**THE PROBLEM**
A verbatim copy of every record is needed.

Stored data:
== Segment start ==

PR #2931, opened 2020-12-31
dry-run: configurable source provider

thepwagner:
This modifies the `bin/dry-run.rb` testing script to accept a `--provider PROVIDER` argument, which can be used to select from [any available source providers](https://github.com/dependabot/dependabot-core/blob/f66290a0e341e656784fd1dae0d7e80ea913ebac/common/lib/dependabot/file_fetchers/base.rb#L200-L212).
This makes functionally testing authentication changes like #2918 easier.

To verify this change use a public repository. I searched `package.json site:bitbucket.org` and found [atlassian/atlasboard](https://bitbucket.org/atlassian/atlasboard/src/master/package.json):
```
bin/dry-run.rb --provider bitbucket npm_and_yarn atlassian/atlasboard
```

### DIFF
--- a/bin/dry-run.rb
+++ b/bin/dry-run.rb
@@ -91,6 +91,7 @@ require "dependabot/terraform"
 
 $options = {
   credentials: [],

== Segment end ==

**REPLY**
PR #2931, opened 2020-12-31
dry-run: configurable source provider

thepwagner:
This modifies the `bin/dry-run.rb` testing script to accept a `--provider PROVIDER` argument, which can be used to select from [any available source providers](https://github.com/dependabot/dependabot-core/blob/f66290a0e341e656784fd1dae0d7e80ea913ebac/common/lib/dependabot/file_fetchers/base.rb#L200-L212).
This makes functionally testing authentication changes like #2918 easier.

To verify this change use a public repository. I searched `package.json site:bitbucket.org` and found [atlassian/atlasboard](https://bitbucket.org/atlassian/atlasboard/src/master/package.json):
```
bin/dry-run.rb --provider bitbucket npm_and_yarn atlassian/atlasboard
```

### DIFF
--- a/bin/dry-run.rb
+++ b/bin/dry-run.rb
@@ -91,6 +91,7 @@ require "dependabot/terraform"
 
 $options = {
   credentials: [],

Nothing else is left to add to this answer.